↓

PR #1668, opened 2026-05-14
fix(config): use actual file modification time in UpdateLastFileModTime

### LINKED ISSUE #1657: Constant restart loop triggered by listenToConfigurationFileChanges preventing Slack alerts
### Describe the bug

I am experiencing a persistent restart loop in Gatus where the server shuts down and restarts every few minutes, citing configuration changes that have not occurred. This instability appears to be interfering with the alerting system, as Slack notifications are not being dispatched when endpoints fail.

### What do you see?

The logs show that Gatus detects a configuration change almost every minute:
`[main.listenToConfigurationFileChanges] Configuration file has been modified
`
This triggers a graceful shutdown:
`[controller.Handle] Server has shut down successfully
`
Because the server is constantly restarting and canceling current executions, the alerting logic for failing endpoints never seems to complete or fire the Slack webhook.

Relevant logs:

```
2026/05/07 12:46:33 [watchdog.executeEndpoint] Monitored group=core; endpoint=test; key=core_test; success=false; errors=0; duration=22ms; body={"status":"healthy", ...}
2026/05/07 12:46:33 [main.listenToConfigurationFileChanges] Configuration file has been modified
2026/05/07 12:46:33 [watchdog.monitorEndpoint] Canceling current execution of group=core; endpoint=test; key=core_test
2026/05/07 12:46:33 [controller.Handle] Server has shut down successfully
2026/05/07 12:46:34 [config.LoadConfiguration] Reading configuration from configFile=config/config.yaml
```

In the end: An alert in slack. But I guess this is due to the server restarts so I think the goal would be that the server does not restart unless there are real changes

1. Deploy Gatus to a Containerized Environment: Use a platform like Google Cloud Run or Kubernetes where the configuration file (config.yaml) is mounted via a volume or sidecar.
2. Configure an Endpoint to Fail: Create an endpoint with a condition that is guaranteed to fail, ensuring it is linked to a Slack alert.
```
endpoints:
  - name: reproduction-test
    url: "https://somethingwhichfails.comm"
    interval: 30s
    conditions:
      - "[BODY].test == ok"
    alerts:
      - type: slack
```
I have set this up in Google Secret Manager and Gatus itself is running in one instance (exactly one, no autoscalling) in Google Cloud Run.
3. Observe the Race Condition: Monitor the logs. Note that the moment the watcher detects a change, it initiates a Server has shut down successfully sequence.
4. Check for Alerts: Observe that because the watchdog.monitorEndpoint execution is canceled immediately after the failure is detected, the Slack notification is never dispatched.

### Version

v5.35.0

### Additional information

I guess the reason the Slack alerts aren't working is that Gatus is killing itself the exact same millisecond it realizes the test failed.
In my logs:
1. `14:46:33.243: core_test fails.`
2. `14:46:33.331: (Less than 100ms later) Gatus sees a "config change" and starts the shutdown.`
3. `14:46:33.332: It logs Canceling current execution. This kills the alert before it even leaves the server.`

Now the question is why this change is getting triggered.

RaminGe:
## Summary
Fixes #1657

Previously, `UpdateLastFileModTime()` set the last file modification time to `time.Now()`. In containerized environments with volume mounts (e.g. Kubernetes, Google Cloud Run), the mounted file's timestamp can be in the future relative to the container's internal clock. This caused the configuration watcher to continuously evaluate that the file had been modified (because `config.lastFileModTime` < `fileInfo.ModTime()`), triggering infinite restart loops and effectively disabling the alerting engine.

This PR updates `UpdateLastFileModTime()` to read the actual ModTime of the config file using `os.Stat` (and if it is a directory, using the newest ModTime inside that directory). It falls back to `time.Now()` only if the true modification time cannot be determined.

## Checklist

- [x] Tested and/or added tests to validate that the changes work as intended, if applicable. -> Tested locally
- [x] Updated documentation in `README.md`, if applicable. -> Not applicable


mgenoni:
@RaminGe 🐎🔥

config/config.go
```diff
@@ -191,7 +191,29 @@ func (config *Config) HasLoadedConfigurationBeenModified() bool {
 
 // UpdateLastFileModTime refreshes Config.lastFileModTime
 func (config *Config) UpdateLastFileModTime() {
-	config.lastFileModTime = time.Now()
+	fileInfo, err := os.Stat(config.configPath)
+	if err != nil {
+		config.lastFileModTime = time.Now()
+		return
+	}
+
```
TwiN:
```suggestion
```

config/config.go
```diff
@@ -191,7 +191,29 @@ func (config *Config) HasLoadedConfigurationBeenModified() bool {
...
+		_ = walkConfigDir(config.configPath, func(path string, d fs.DirEntry, err error) error {
+			if info, err := d.Info(); err == nil && info.ModTime().After(maxModTime) {
+				maxModTime = info.ModTime()
+			}
+			return nil
+		})
+	} else {
+		maxModTime = fileInfo.ModTime()
+	}
+
```
TwiN:
```suggestion
```

TwiN (approved):
Makes sense. Thank you for the contribution!

TwiN:
@RaminGe is there any chance you could add a test for your change?

RaminGe:
> @RaminGe is there any chance you could add a test for your change?

@TwiN done!

RaminGe:
Hey @TwiN  anything else needed on this? Would really appreciate a merge as we use Gatus for our production system monitoring and our custom alerting workaround sucks

RaminGe:
Hi @TwiN , the suggestions left by Copilot are just lint/robustness improvements for the test file (checking errors on the temp file `os.WriteFile` and `os.Stat` instead of using `_`). 

The core implementation is fully verified and the tests pass perfectly. I/You can apply Copilot's suggested changes with a single click if you prefer or we can merge this as-is since the logic is approved. Let me know what you think - we are eager to get this into production to fix our alerting loop :)

PR #1669, opened 2026-05-14
feat(client): add IMAP STARTTLS support

### LINKED ISSUE #689: STARTTLS does not work work IMAP, workds with SMTP, though
### Describe the bug

When I connect an IMAP STARTTLS endpoint, I get an error. This works for an SMTP endpoint.

When I check both endpoints with openssl, they work fine. One has to say, that for "openssl s_client", you have to specify which protocol to use with -starttls, like smtp, imap a.s.o., but I see no way how to make this work in the Gatus documentation.

### What do you see?

```
Conditions:
X ~ [CONNECTED] (false) == true
X ~ [CERTIFICATE _EXPIRATION} (0) > 3d (0)

Errors:
- short response: * OK [CAPABILITY IMAPrev1 SASL-IR .... STARTTLS] Dovecot ready.

```

No error.

I specify an endpoint using STARTTLS with SMTP like this:

```
endpoints:
  - name: SMTP Endpoint
    group: mail
    url: "starttls://smtp.localdomain:5870"
    interval: 5m
    conditions:
      - "[CONNECTED] == true"
      - "[CERTIFICATE_EXPIRATION] > 7d"

```

it works as expected. However, when I specify:

```
endpoints:
  - name: IMAP Endpoint
    group: mail
    url: "starttls://imap.localdomain:1430"
    interval: 5m
    conditions:
      - "[CONNECTED] == true"
      - "[CERTIFICATE_EXPIRATION] > 7d"

```

### Version

Gatus 5.7.0 (Dockerhub stable version)

### Additional information

The endpoints are provisioned with certificates issued by my own CA, which has been injected via a docker volume to /etc/ssl/certs/ca-certificates.crt. Both endpoints use the same multi-SAN certificate. The same error occurs when I add "client.insecure" to the definitions.

superShen0916:
## Summary
Fixes #689 - Adds IMAP STARTTLS support to `CanPerformStartTLS`, which previously only worked with SMTP.

When connecting to IMAP servers on port 143, the function now performs the IMAP-specific STARTTLS negotiation instead of failing with a "short response" error from the SMTP client.

## Changes
- `client/client.go`: Added IMAP protocol detection by port (143), with a new `canPerformIMAPSTARTTLS` helper implementing the IMAP STARTTLS flow

## How it works
1. Connect to server
2. Read IMAP greeting (`* OK [CAPABILITY ... STARTTLS ...]`)
3. Send `a001 STARTTLS` command
4. Read OK response
5. Upgrade to TLS

## Test plan
- [x] `go build ./client/` succeeds

### DIFF
--- a/client/client.go
+++ b/client/client.go
@@ -1,6 +1,7 @@
 package client
 
 import (
+	"bufio"
 	"bytes"
 	"context"
 	"crypto/tls"
@@ -186,6 +187,11 @@ func CanPerformStartTLS(address string, config *Config) (connected bool, certifi
 		}
 	}
 
+	// Detect protocol from port: 143 = IMAP, others = SMTP
+	if hostAndPort[1] == "143" {
+		return canPerformIMAPSTARTTLS(connection, hostAndPort[0], config)
+	}
+
 	smtpClient, err := smtp.NewClient(connection, hostAndPort[0])
 	if err != nil {
 		return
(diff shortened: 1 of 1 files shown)


superShen0916:
Closing this as I’m no longer actively maintaining the patch. Thanks for taking a look.

PR #1671, opened 2026-05-15
feat(alerting): Add new jsm integration based on opsgenie

HartmannVolker:
## Summary
Jira Service Management is the successor of Opsgenie and implements the same API on a different API endpoint. 
I copied over the code and adjusted the api-endpoint and the namings.

Additionally, I added the option to do group based overrides of the config to add e.g. multiple API-Keys.

Based on the comment in #1581

## Checklist

### DIFF
--- a/README.md
+++ b/README.md
@@ -834,49 +834,50 @@ endpoints:
 > 📝 If an alerting provider is not properly configured, all alerts configured with the provider's type will be
 > ignored.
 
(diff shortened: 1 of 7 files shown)


HartmannVolker:
@TwiN would you mind having a look at this PR? I think it would be very valuable for anyone that wants to integrate with JSM or needs to migrate from OpsGenie to JSM

PR #1679, opened 2026-05-28
feat(dns): Support TXT query type

hernil:
Allows monitoring of things like spf records and others things found in DNS TXT records.

## Summary
This is my first foray into Go. TXT records can be a bit tricky as there can be multiple of them, and sort of single ones spanning more than 255 characters being broken up into multiples as well. Hopefully this should work - at least it has in my personal testing. 

Everything should work As Expected™ compared to other DNS monitoring so I didn't see much of a need to add noise to the documentation. Do let me know if you disagree! 

## Checklist
- [ ] ~~Updated documentation in `README.md`, if applicable.~~


TwiN (approved):

TwiN:

PR #1680, opened 2026-05-28
feat(pagerduty): include endpoint extra-labels as custom_details in alert payload

ogarcia:
## Summary

- Adds `custom_details` to the PagerDuty event payload when an endpoint defines `extra-labels`
- When no `extra-labels` are present the field is omitted entirely (no breaking change)
- Follows the same pattern already used by the `incidentio` and `email` providers

## Example

```yaml
endpoints:
  - name: My Service
    url: https://example.com
    extra-labels:
      environment: production
      region: es
    alerts:
      - type: pagerduty
```

Results in a PagerDuty event with:
```json
{
  "payload": {
    "summary": "TRIGGERED: My Service - ...",
    "source": "Gatus",
    "severity": "critical",
    "custom_details": {
      "environment": "production",
      "region": "es"
    }
  }
}
```

## Checklist

### DIFF
--- a/alerting/provider/pagerduty/pagerduty.go
+++ b/alerting/provider/pagerduty/pagerduty.go
@@ -122,9 +122,10 @@ type Body struct {
 }
 
 type Payload struct {
-	Summary  string `json:"summary"`
-	Source   string `json:"source"`
-	Severity string `json:"severity"`
+	Summary       string            `json:"summary"`
+	Source        string            `json:"source"`
+	Severity      string            `json:"severity"`
+	CustomDetails map[string]string `json:"custom_details,omitempty"`
 }
 
 // buildRequestBody builds the request body for the provider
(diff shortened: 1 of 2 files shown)


wahajahmed010 (commented):
Clean implementation, @ogarcia! Follows the same pattern as incidentio and email providers — good design choice.

**What I like:**
- omitempty means zero extra-labels = no custom_details in payload (zero-cost when unused)
- Tests cover both with-labels and without-labels scenarios
- Properly refactored the test struct to pass Endpoint instead of building inline — keeps it maintainable

**Minor observation:**
The existing tests use full-string comparison on marshaled JSON, while the new test uses json.Unmarshal + field-level assertions. Slightly inconsistent approach — works fine, but for future PRs it might be cleaner to pick one pattern. Not a blocker at all.

Solid contribution! 🦌

ogarcia:
Thanks for the review! Regarding the test inconsistency — the field-level assertion approach in the new tests is intentional: custom_details is serialized from a map[string]string, and Go doesn't guarantee map key ordering in JSON marshaling, so a full-string comparison would be non-deterministic. Happy to add a note in the test if that makes the intent clearer.

PR #1687, opened 2026-06-04
fix(client): allow SSH checks without command body

### LINKED ISSUE #1660: SSH Endpoint "unexpected end of JSON input"
### Describe the bug

My config:
```yml
endpoints:
  - name: SSH Simulation VM
      group: remote-0
      url: ssh://192.168.2:22
      ssh:
        username: "gatus"
        private-key: |
          -----BEGIN OPENSSH PRIVATE KEY-----
          ****
          -----END OPENSSH PRIVATE KEY-----
      interval: 1m
      conditions:
        - "[CONNECTED] == true"
```
With this I get an unhealthy endpoint even though the connection succeeds.

### What do you see?

My endpoint is unhealthy with the following message:
Timestamp
2026-05-08 14:10:26
Response Time
0ms
Conditions
✓[CONNECTED] == true
Errors
• unexpected end of JSON input

I expect a healthy endpoint because the connection succeeded.

1. Use the config with corresponding ip and private key
2. Start gatus
3. See unhealthy endpoint in UI

### Version

v5.35.0 docker image via ghcr.io/twin/gatus:latest

### Additional information

_No response_

puneetdixit200:
Fixes #1660.

Summary:
- Treat empty or whitespace-only SSH endpoint bodies as authenticated connection checks instead of parsing them as JSON command payloads.
- Keep SSH command execution behavior unchanged when a command body is provided.
- Add an in-process SSH server regression test for the empty-body path.

Tests:
- GOMODCACHE=/tmp/gatus-1660-gomodcache GOCACHE=/tmp/gatus-1660-gocache go test ./client -run TestExecuteSSHCommandWithEmptyBody -count=1
- GOMODCACHE=/tmp/gatus-1660-gomodcache GOCACHE=/tmp/gatus-1660-gocache go test ./client -count=1

Created with assistance from an AI coding agent (GPT-5), with human supervision.

### DIFF
--- a/client/client.go
+++ b/client/client.go
@@ -320,6 +320,9 @@ func ExecuteSSHCommand(sshClient *ssh.Client, body string, config *Config) (bool
 		Command string `json:"command"`
 	}
 	defer sshClient.Close()
+	if strings.TrimSpace(body) == "" {
+		return true, 0, nil, nil
+	}
 	var b Body
 	body = parseLocalAddressPlaceholder(body, sshClient.Conn.LocalAddr())
 	if err := json.Unmarshal([]byte(body), &b); err != nil {
--- a/client/client_test.go
+++ b/client/client_test.go
@@ -2,8 +2,11 @@ package client
 
 import (
 	"bytes"
+	"crypto/rand"
+	"crypto/rsa"
 	"crypto/tls"
 	"io"
+	"net"
 	"net/http"
 	"net/netip"
 	"os"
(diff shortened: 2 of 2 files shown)


wahajahmed010 (commented):
Nice fix, this is a clean solution to #1660. The change itself looks correct — early return on empty/whitespace body prevents the JSON parse error.

**One concern: test flakiness potential**

The 50ms `time.After` in the test is a minor weakness. On a loaded CI runner, the goroutine handling `listener.Accept()` could be delayed past 50ms, causing the test to falsely pass (the channel never fires because the connection hasn't been fully processed yet).

A more robust approach would be to use a closed channel or context deadline instead of a fixed wall-clock timeout. Something like:

select {
case channelType := <-channelTypes:
    t.Fatalf("Expected no SSH channel, got %s", channelType)
case <-done:
}

where `done` is closed after verifying the SSH no-op path. Alternatively, increase the timeout to 500ms-1s so it only triggers on genuine hangs rather than scheduling delays.

Otherwise, the test covers both empty and whitespace bodies well, and the in-process SSH server setup is thorough. Thanks for the contribution.

PR #1696, opened 2026-06-19
Add condition for HTTP response headers

stblassitude:
## Summary
Allow conditions like:
```yaml
  - name: example.com
    url: "https://example.com"
    client:
      ignore-redirect: true
    conditions:
      - "[STATUS] == 302"
      - "[HEADERS].location == https://www.example.com/"
```

Created using Claude:
> Gatus has a number of conditions that can be checked, for example `[BODY]`. For HTTP requests, there is currently no way to check the value of any of the response headers. Implement a new condition `[HEADERS]` that make the response headers available as a map of `header-name` and an array of `value`s. When a header occurs only once, collapse the array to a single string. Make sure to add suitable tests; use the `Location` header that is used with HTTP redirects for that. Update the documentation in README.md to explain how to check header contents.

## Checklist


belitre:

↑

• Aim of the task:
Copy, exactly and only, the lines above that begin with the one containing "- [x] Updated" and finish with the one containing "feat(client): add IMAP STARTTLS support".

• Result for this exercise:
- [x] Updated documentation in `README.md`, if applicable. -> Not applicable


mgenoni:
@RaminGe 🐎🔥

config/config.go
```diff
@@ -191,7 +191,29 @@ func (config *Config) HasLoadedConfigurationBeenModified() bool {
 
 // UpdateLastFileModTime refreshes Config.lastFileModTime
 func (config *Config) UpdateLastFileModTime() {
-	config.lastFileModTime = time.Now()
+	fileInfo, err := os.Stat(config.configPath)
+	if err != nil {
+		config.lastFileModTime = time.Now()
+		return
+	}
+
```
TwiN:
```suggestion
```

config/config.go
```diff
@@ -191,7 +191,29 @@ func (config *Config) HasLoadedConfigurationBeenModified() bool {
...
+		_ = walkConfigDir(config.configPath, func(path string, d fs.DirEntry, err error) error {
+			if info, err := d.Info(); err == nil && info.ModTime().After(maxModTime) {
+				maxModTime = info.ModTime()
+			}
+			return nil
+		})
+	} else {
+		maxModTime = fileInfo.ModTime()
+	}
+
```
TwiN:
```suggestion
```

TwiN (approved):
Makes sense. Thank you for the contribution!

TwiN:
@RaminGe is there any chance you could add a test for your change?

RaminGe:
> @RaminGe is there any chance you could add a test for your change?

@TwiN done!

RaminGe:
Hey @TwiN  anything else needed on this? Would really appreciate a merge as we use Gatus for our production system monitoring and our custom alerting workaround sucks

RaminGe:
Hi @TwiN , the suggestions left by Copilot are just lint/robustness improvements for the test file (checking errors on the temp file `os.WriteFile` and `os.Stat` instead of using `_`). 

The core implementation is fully verified and the tests pass perfectly. I/You can apply Copilot's suggested changes with a single click if you prefer or we can merge this as-is since the logic is approved. Let me know what you think - we are eager to get this into production to fix our alerting loop :)

PR #1669, opened 2026-05-14
feat(client): add IMAP STARTTLS support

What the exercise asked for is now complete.